▶ **WORK INSTRUCTIONS**
Restate each entry word for word. Keep every detail intact.
── STORED DATA
Issue #4014, opened 2024-08-27
Remove support for serverless functions


joe-elliott:
Currently our codebase supports [AWS Lambda and GCP Cloud Run](https://github.com/grafana/tempo/tree/main/cmd/tempo-serverless). However, we have recently found that our AWS runtime has been deprecated and the team has no bandwidth to continue maintaining this functionality. We are also generally unsure of the value of serverless and if it actually provides the presumed reduced latency at a lower cost.

Opening this issue as an opportunity for community members to express the desire to keep or maintain Tempo's serverless functionality. As of now, our position is to remove it.

palerthanale:
Curious if we (Fleek.xyz / Network) might be able to help support here via Fleek Functions. Still in Alpha, but initial tests have been promising. Would love to connect and learn more, if of interest.

edgarkz:
I haven't configured it since the Tempo 2.0 version, as I found that the standard Kubernetes HPA scaling works well for our needs.

electron0zero:
serverless functions will be deprecated and deleted in the tempo next release, I am sending out a PR to mark them deprecated.

xoan-grafana:
@electron0zero is this Done?

PR #4203, opened 2024-10-18
drone: remove serverless pipeline

javiermolinar:
**What this PR does**:
Remove the serverless pipeline. It also changes the release trigger from `tag` and `pull-request` to just tag. Now we are doing all the steps but the last final release one more than needed

### DIFF
--- a/.drone/drone.jsonnet
+++ b/.drone/drone.jsonnet
@@ -152,7 +152,7 @@ local deploy_to_dev() = {
         destination_branch: 'master',
         pull_request_branch_prefix: 'auto-merge/cd-tempo-dev',
         pull_request_enabled: true,
-        pull_request_existing_strategy: "ignore",
+        pull_request_existing_strategy: 'ignore',
         repo_name: 'deployment_tools',
         update_jsonnet_attribute_configs: [
           {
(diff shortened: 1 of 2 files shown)


kvrhdn:
I think you might have an indentation issue? The diff is really confusing

Screenshot 2024-10-18 at 13 13 37

You can use `jsonnetfmt` to format your code

```
jsonnetfmt -i .drone/drone.jsonnet
```

javiermolinar:
> jsonnetfmt -i .drone/drone.jsonnet

It was wrongly indented before

kvrhdn (commented):
Left some comments for missed variables etc.

But mostly I'm wondering _if_ we want to remove this pipeline? Pushing the images is a pretty small cost (I assume) and setting this back up would be a lot of effort. So maybe we should decide first what we do with serverless support going forward.

electron0zero:
> I'm wondering _if_ we want to remove this pipeline?

I would say let's put this PR on hold till we make a decision on the future of serverless in Tempo (mostly the answer is no, but we need to sit down and make a proper decision).

I agree with Yuna that it's little gain and if we need to invest back into serverless, it will be a lot of effort to set it back.

javiermolinar:
> > I'm wondering _if_ we want to remove this pipeline?
> 
> I would say let's put this PR on hold till we make a decision on the future of serverless functions in Tempo (see #4014).
> 
> I agree with @kvrhdn that if we decide to keep serverless functions around, it will be a lot of effort to set it back up.

I can drop it if we think it's still valuable. Thank you both for the review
────
▶ **YOUR SOLUTION**
Issue #4014, opened 2024-08-27
Remove support for serverless functions


joe-elliott:
Currently our codebase supports [AWS Lambda and GCP Cloud Run](https://github.com/grafana/tempo/tree/main/cmd/tempo-serverless). However, we have recently found that our AWS runtime has been deprecated and the team has no bandwidth to continue maintaining this functionality. We are also generally unsure of the value of serverless and if it actually provides the presumed reduced latency at a lower cost.

Opening this issue as an opportunity for community members to express the desire to keep or maintain Tempo's serverless functionality. As of now, our position is to remove it.

palerthanale:
Curious if we (Fleek.xyz / Network) might be able to help support here via Fleek Functions. Still in Alpha, but initial tests have been promising. Would love to connect and learn more, if of interest.

edgarkz:
I haven't configured it since the Tempo 2.0 version, as I found that the standard Kubernetes HPA scaling works well for our needs.

electron0zero:
serverless functions will be deprecated and deleted in the tempo next release, I am sending out a PR to mark them deprecated.

xoan-grafana:
@electron0zero is this Done?

PR #4203, opened 2024-10-18
drone: remove serverless pipeline

javiermolinar:
**What this PR does**:
Remove the serverless pipeline. It also changes the release trigger from `tag` and `pull-request` to just tag. Now we are doing all the steps but the last final release one more than needed

### DIFF
--- a/.drone/drone.jsonnet
+++ b/.drone/drone.jsonnet
@@ -152,7 +152,7 @@ local deploy_to_dev() = {
         destination_branch: 'master',
         pull_request_branch_prefix: 'auto-merge/cd-tempo-dev',
         pull_request_enabled: true,
-        pull_request_existing_strategy: "ignore",
+        pull_request_existing_strategy: 'ignore',
         repo_name: 'deployment_tools',
         update_jsonnet_attribute_configs: [
           {
(diff shortened: 1 of 2 files shown)


kvrhdn:
I think you might have an indentation issue? The diff is really confusing

Screenshot 2024-10-18 at 13 13 37

You can use `jsonnetfmt` to format your code

```
jsonnetfmt -i .drone/drone.jsonnet
```

javiermolinar:
> jsonnetfmt -i .drone/drone.jsonnet

It was wrongly indented before

kvrhdn (commented):
Left some comments for missed variables etc.

But mostly I'm wondering _if_ we want to remove this pipeline? Pushing the images is a pretty small cost (I assume) and setting this back up would be a lot of effort. So maybe we should decide first what we do with serverless support going forward.

electron0zero:
> I'm wondering _if_ we want to remove this pipeline?

I would say let's put this PR on hold till we make a decision on the future of serverless in Tempo (mostly the answer is no, but we need to sit down and make a proper decision).

I agree with Yuna that it's little gain and if we need to invest back into serverless, it will be a lot of effort to set it back.

javiermolinar:
> > I'm wondering _if_ we want to remove this pipeline?
> 
> I would say let's put this PR on hold till we make a decision on the future of serverless functions in Tempo (see #4014).
> 
> I agree with @kvrhdn that if we decide to keep serverless functions around, it will be a lot of effort to set it back up.

I can drop it if we think it's still valuable. Thank you both for the review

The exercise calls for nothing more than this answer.